しょうじょ の うるうる攻撃! ゆうかは そくていふのう の ダメージ を 受けた!




「…分かったよ。……お母さん、お願いします。」


「ああ!ゆっくりしていきな!!」


「やったあ!お姉ちゃんと一緒に寝れるー!」



全く、えらく懐かれたもんだな。



「…まあ、お前なら大丈夫だろう。私が許可しよう。」


人里の守護者の赦しも出ました。これで万事OK だな。だが、その前に…。


「じゃあ早く行こ行こ!お風呂入ろ!」


「ああ、ちょっと待てって。まだお前に、そしてそこの先生に聞いていないことがあるだろう?」


これは聞いておかないとな。


「…なんだ?」


「なーに?」



「まだ、自己紹介をしていないだろう?どっかの誰かのせいで名乗り損ねたからな。
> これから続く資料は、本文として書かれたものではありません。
PR #1999, opened 2020-10-26
removes unnecessary update when window height changes

FunkiR:
# New Pull Request

Hi, I am using graphics inside an iframe that dynamically changes its height. This triggers the resize event and all charts start updating. Is such a solution to this problem possible?

## Type of change

## Checklist:

### DIFF
--- a/src/apexcharts.js
+++ b/src/apexcharts.js
@@ -37,14 +37,6 @@ export default class ApexCharts {
     initCtx.initModules()
 
     this.create = Utils.bind(this.create, this)
-
-    let width = window.innerWidth
-    this.windowResizeHandler = () => {
-      if (width !== window.innerWidth) {
-        width = window.innerWidth
-        this._windowResize.call(this)
-      }
-    }
   }
 
   /**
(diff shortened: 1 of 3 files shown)


junedchhipa:
There is a property `chart.redrawOnParentResize` which can be turned off if you don't want the charts to be updated on parent window resize. Try and let me know if it works.

FunkiR:
No, this property is used in _parentResizeCallback, but I need to remove the height triggering in windowResizeHandler.
```javascript
window.addEventListener('resize', this.windowResizeHandler)
window.addResizeListener(
     this.el.parentNode,
     this._parentResizeCallback.bind(this)
)
```

junedchhipa:
Ok, can you test if your code doesn't turn off the actual behavior?
Try placing the chart in a container, and only resize that parent (not window).
If possible, please show a GIF that does that.

FunkiR:
Everything works, but I don't like my first solution) Could it be better to add the redrawOnWindowResize property? Here is a [example](https://codepen.io/funkir/pen/JjKrLZq)

junedchhipa:
Thanks for providing an alternative.
This looks better. I will merge soon.

PR #2296, opened 2021-03-17
REF: Do not hardcode rangebar tooltip

venarius:
Hey,
currently the "RangeBar" tooltip has hardcoded HTML elements in it that show the range of the bar in numbers. A user cannot change these outputs as they cannot be overridden at the moment.

This change removes the hardcoded start and end values from the tooltip of the "RangeBar" and instead gives them as options to the y-label tooltip formatter to allow users to customize the output.

## Type of change

- [x] Refactor

### DIFF
--- a/src/charts/RangeBar.js
+++ b/src/charts/RangeBar.js
@@ -371,7 +371,7 @@ class RangeBar extends Bar {
       }
 
       if (typeof yLbFormatter === 'function') {
-        ylabel = yLbFormatter(ylabel, { ...opts, ...{ start, end } })
+        ylabel = yLbFormatter(ylabel, opts)
       }
     }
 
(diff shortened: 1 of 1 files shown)


junedchhipa:
Thanks for the idea. I have made the change in this commit - https://github.com/apexcharts/apexcharts.js/commit/700f6612b240c8daef6559449fb18c2140858027
I am not accepting this PR because it removes the default tooltip. Instead, I have kept start and end in opts parameter.

venarius:
> I am not accepting this PR because it removes the default tooltip. Instead, I have kept start and end in opts parameter.

But this sadly doesn't fix the issue here. The PR does not remove the default tooltip. It only removes the start and end numbers which are currently being displayed next to the label. User are not able to turn them off at the moment as they are hardcoded into the tooltip right now.

I attached a screenshot for better description of the problem we are facing.

screen

PR #333, opened 2024-10-10
Modified has_permission function so that any users can add a score set to a public experiment.

EstelleDa:
And also add some related tests.

### DIFF
--- a/src/mavedb/lib/permissions.py
+++ b/src/mavedb/lib/permissions.py
@@ -177,15 +177,14 @@ def has_permission(user_data: Optional[UserData], item: Base, action: Action) ->
             else:
                 return PermissionResponse(False)
         elif action == Action.ADD_SCORE_SET:
-            return PermissionResponse(
-                (user_may_edit or roles_permitted(active_roles, [UserRole.admin])),
-                404 if private else 403,
-                (
-                    f"experiment with URN '{item.urn}' not found"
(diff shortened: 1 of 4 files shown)


src/mavedb/lib/permissions.py
```diff
@@ -177,15 +177,14 @@ def has_permission(user_data: Optional[UserData], item: Base, action: Action) ->
...
-                    if private
-                    else f"insufficient permissions for URN '{item.urn}'"
-                ),
-            )
+            if user_may_edit or roles_permitted(active_roles, [UserRole.admin]):
+                return PermissionResponse(True)
+            elif private:
+                return PermissionResponse(False, 404, f"experiment with URN '{item.urn}' not found")
+            elif user_data is not None:
+                return PermissionResponse(True)
```
bencap, line 185: Can we just add a comment here saying something to the effect of any signed in user has permissions to add a score set to an existing experiment?

bencap (approved):
Looks great, thanks for all the tests too Estelle. Just left a minor note about a comment on the new permission block.

src/mavedb/lib/permissions.py
EstelleDa: Sure! It's a good idea. In case anyone is confused about it and adding an experiment in the future.

PR #334, opened 2024-10-11
Release 2024.4.1

### LINKED ISSUE #127: support for coverage report in github actions
coverage works fine with `pytest --cov=src tests/` but that same command doesn't work properly in github actions, always reporting 0%. (see #122).

Work out why!

### LINKED ISSUE #267: Consider Adopting Ruff as our standard Formatter/Sorter/Linter
See https://docs.astral.sh/ruff/. I have used this on other projects before, and think it would be an improvement over the current Black/isort situation, plus we would get linting out of it.

### LINKED ISSUE #271: Score range data model
Data model for score ranges:
- What is the wt score?
- What ranges exist on these scores and how do they map?

Validation:
- Ranges should not overlap
- Other validation should be in the form of warnings, and can be handled in the UI.

### LINKED ISSUE #274: Update Project Dependencies
Dependabot messages have gotten more frequent, and there are now a few dependencies with high severity. We should refresh these in particular.

### LINKED ISSUE #280: During Experiment Creation, Multiple Contributor Rows for the Same Username (ORCID) May be Created
Like the users bug before this, I'm not 100% sure how this happens. We might make the index unique on usernames to prevent it from being possible though.

### LINKED ISSUE #298: Tests for Mapping Job
Tech debt: tests for mapping job

### LINKED ISSUE #301: Publishing a Score Set will Invalidate Mapping URN
Since the mapping job is based on the URN, if a user publishes a score set while mapping is underway the job will fail. We should consider performing mapping based on DB ID, or if we continue based on URN invalidating the URN in the queue if it changes.

### LINKED ISSUE #302: Make transcript accessions required for all endogenous edit score sets
Various downstream views will benefit from this change in validation behavior, and hgvs strings make more sense in this format anyways.

### LINKED ISSUE #305: Permissions are not considered on resources contained within the requested resource
For instance, if a user requests an experiment set to which they have access the API only considers permissions on the experiment set, not for contained experiments within it. This is true of experiment -> score set relationship as well (although it is less of an issue, since generally speaking the same users who have view access on experiments will have it on contained score sets).

### LINKED ISSUE #332: Users should be allowed to add a score set to any public experiment
Currently, `has_permission` function from lib/permissions.py doesn't allow users to add a score set in other's experiment. We also miss some related tests for it.

bencap:
IMPORTANT: The `LOG_CONFIG` environment variable _must_ changed to `server` upon release.

## Features/Enhancements
- #303: Closes #302 
- #287: Closes #271
- #333: For VariantEffect/mavedb-ui#262, Closes #332 
 
## Bug Fixes
- #306: Closes #305 
- #308: Closes #301 
- #285: Closes #280 

## Housekeeping
- #328: Closes #298
- #327: Closes #267
- #310: Closes #127, Closes #274


bencap:
https://github.com/VariantEffect/mavedb-ui/pull/298

jstone-dev (approved):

」


「ぬぐっ……」


今の俺の言葉で低く呻く慧音。ハハハ、誰もお前とは言っていないだろう。


「それじゃ、改めて名乗ろう。

俺は四季の花妖怪【風見 幽香】だ。これからよろしく頼みます。」


「私は人里の守護者【上白沢 慧音】半獣半人だ。寺子屋で教師をしている。」


そしてこの少女は…。


「わたしは【草加(くさか) 千百合(ちゆり)】!11歳だよ!よろしく、幽香お姉ちゃん!!」




「千百合か、いい名前だな。」


「えへへ…」



…それじゃ。



「そろそろ行こうか。辺りも完全に暗くなっている。

…お母さん、今日はよろしくお願いします。」


「あいよ!1日と言わず何日でも泊まっていきな!!」


「ははは…考えときます。」




ーーー本当に、いい人ばかりだな。ここは。

妖怪である俺を、何の躊躇もなく受け入れてくれた。


この人達に、そしてこの里に、感謝しなきゃな。





そして俺は少女に手を引かれ、人里の中を歩いていくのだった。